The reward system is considered one of the networks involved in procedural motor sequence learning. For example, learning on the SRTT is impaired in patients with Parkinson (PD) and Huntington (HD) diseases (Doyon et al., 1997, Jackson et al., 1995, Knopman and Nissen, 1991, Muslimovic et al., 2007, Wilkinson and Jahanshahi, 2007, Wilkinson et al., 2009), focal lesions of the basal ganglia (Obeso et al., 2009), and traumatic brain injury (TBI) (De Beaumont et al., 2012, Mutter et al., 1994, Vakil, 2005) as well as in an animal models of DA depletion (Matsumoto, Hanakawa, Maki, Graybiel, & Kimura, 1999).
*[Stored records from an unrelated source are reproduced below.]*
PR #1103, opened 2026-09-11
Onboarding email follow-ups: match the live copy, fixed lines, per-chapter overrides

RisingOrange:
Follow-ups to #1065, one commit per topic so anything you disagree with can be dropped on its own. `pnpm check`, `pnpm lint` and the tests pass.

The base branch `feat/onboarding-email-render-endpoint` is a copy of #1065's head (cde8f5d1), pushed here so this PR shows only these commits and gets a deploy preview. Merging it there means these changes land inside #1065.

**To read the emails**, open [/onboarding-email-preview](https://feat-onboarding-email-followups--pauseai.netlify.app/onboarding-email-preview) on this branch's deploy: every combination of intent, country and language, in HTML or plain text. [/onboarding-email-compare](https://feat-onboarding-email-followups--pauseai.netlify.app/onboarding-email-compare) puts a render next to the MailerSend template it replaces.

## What changed

**The copy matches what is live.** The generic path sent one long email to every intent. Since Irina's confirmation copy went live, no intent and Act now get a short email and only Volunteer and Lead get the long one, so there are three versions rather than four, ported from what the live templates send. `Keep informed` is written by no form any more and falls to no intent.

**Every email is now greeting, confirm link, body, newsletter line, sign-off.** The confirm link and the newsletter and critical alert line come from `fixed.ts` in the email's language, so neither the shared copy nor a chapter's own email can leave them out — the UK's was missing both. Inside an email a chapter wrote, that promise takes a shorter form: ours reads as boilerplate in somebody else's note.

**Chapters keep the emails they wrote.** PauseAI UK keeps both of its current emails rather than one for every intent, PauseAI Canada keeps its volunteer email, which this PR would otherwise have dropped to the shared copy, and PauseAI Sverige has a new one, in the words their lead already sends by hand. The two lines the skeleton adds around those words are our Swedish, which nobody fluent has read yet: worth less than it sounds against the alternative, which is those readers getting the English email. An override supplies the subject, greeting, body and sign-off, and takes its links from the chapter's Airtable row wherever a field holds them, so link rot has one place to be fixed.

**The chapter block promises contact only to volunteers**, since picking Volunteer or Lead includes consent to share with the chapter. Non-volunteers get the chapter's links with no promise, and nothing when the row has none. It names the chapter rather than the leader, because for several chapters the onboarding alert goes to someone else or to a role address. Spanish-speaking countries get no chapter block, so Spain is not singled out from the rest of PauseAI en Español, and PauseAI US onboards its own members, so US signups get none either.

**It is closer to the email it replaces, though not a copy of it**: 16px body text, a 26px title with the name in the brand orange, the PauseAI icon above it, the video as a button, the verification sentence between rules, and the sender's accounts as icons under the footer rule. Those icons are the ones the templates use, rehosted here rather than hotlinked from MailerLite's CDN. The markup is ours rather than MailerLite's, so the two do not match line for line, and the compare page is the place to judge how close is close enough.

**The Airtable script is the version that runs.** The copy in #1065 could not have worked: `setTimeout` does not exist in Airtable's sandbox, so the render call would have rejected immediately and every send would have taken the fallback, and that fallback routed non-volunteers to a retired template.

**The unsubscribe endpoint and line are gone.** MailerSend appends its own footer, as a domain setting, to raw sends as well as template sends, so the email would have carried two links. The endpoint also mutated on a bare GET and suppressed the address across the whole domain.

**Robustness**: a failed chapter lookup renders without a chapter rather than failing the send, chapter links are escaped and limited to web links, a signup's own name can no longer render as markdown in an email that is also CC'd to their chapter's onboarder, and the chapter fetch asks Airtable for the fields it reads rather than every column of every row.

**The QA pages are built for a copy review**: re-render in place, a frame the height of the email, a country picker that says which chapters replace the shared copy, and colours that survive a browser forcing its own dark scheme. The compare page's pickers no longer pair a non-volunteer template with the volunteer email.

French is not in this PR. Nothing routes to it today, since the Canada FR template has never sent, and French for France should wait until that chapter has read it.

## Needs copy review, but not before merging

Each email here reproduces what that audience gets today, apart from Sweden's, which replaces an English email with their chapter's own words. So these can follow the release.

- **Joseph**: both UK emails, and one question. The UK volunteer template runs a MailerSend split test, so UK volunteers currently get one of two emails at random: the long styled one, or the same short note non-volunteers get. A composed send has to pick one, and this reproduces the long one for volunteers and the note for non-volunteers.
- **PauseAI Canada**: the volunteer email. Its export is confirmed current, so the only change is structural: the newsletter sentence is now the shared fixed line, which adds the critical alert promise.
- **A fluent Spanish reader**: one new sentence, the critical alert promise at the end of the newsletter line.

There is also evidence from studies in healthy humans that incentive and feedback can improve motor skill learning. For instance, adding monetary reward to a force-tracking task which incorporated a repeating pattern improved retention as demonstrated by offline gains (Abe et al., 2011). Adding similar feedback and incentive to the SRTT improved learning (Wachter, Lungu, Liu, Willingham, & Ashe, 2009). These findings imply that monetary reward might augment rehabilitation after injury or accelerate learning in healthy people.

Human learning deficits can also be produced in the laboratory. When delivered to the primary motor cortex (M1), inhibitory transcranial magnetic stimulation (TMS), in particular continuous theta burst stimulation (cTBS), reduces local cortical excitability (Huang, Edwards, Rounis, Bhatia, & Rothwell, 2005) and temporarily impairs motor sequence learning (Rosenthal et al., 2009, Wilkinson et al., 2010). The magnitude of these deficits in healthy volunteers is similar to those in patients (De Beaumont et al., 2012, Doyon et al., 1997, Jackson et al., 1995, Knopman and Nissen, 1991, Muslimovic et al., 2007, Mutter et al., 1994, Obeso et al., 2009, Vakil, 2005, Wilkinson and Jahanshahi, 2007, Wilkinson et al., 2009). However, the addition of feedback, including monetary reward, does not improve non-motor procedural learning in PD and HD (Holl et al., 2012, Shohamy et al., 2004, Wilkinson et al., 2008).

Adding feedback and incentive to procedural tasks in clinical and training settings to boost learning has great appeal. Unlike interventional strategies currently under investigation, including the several forms of noninvasive brain stimulation (Reis et al., 2008, Sandrini and Cohen, 2013), there is no need for devices requiring large clinical trials and regulatory approval. There are no ethical problems posed by its use in healthy populations. However, its viability and comparative value depend on the magnitude of its effects and the ability to produce them in impaired or otherwise refractory subjects. Therefore, we decided to investigate whether adding feedback and monetary incentives to the SRTT can overcome the healthy volunteers' temporary impairment produced by inhibitory TMS and whether the size of its statistical effects is of clinical interest. We delivered sham and real cTBS to M1 just before administering a probabilistic version of the SRT, which is less likely than the conventional task to produce explicit sequence knowledge. We hypothesized that feedback would enhance sequence learning and/or recall as well as protect learning and knowledge retention from the effect of cTBS. We also tracked the development of awareness during learning closely to show whether the motor sequence learning was always unconscious or whether the procedural and declarative systems interacted during the task with and without feedback, and after inhibition of M1 via cTBS.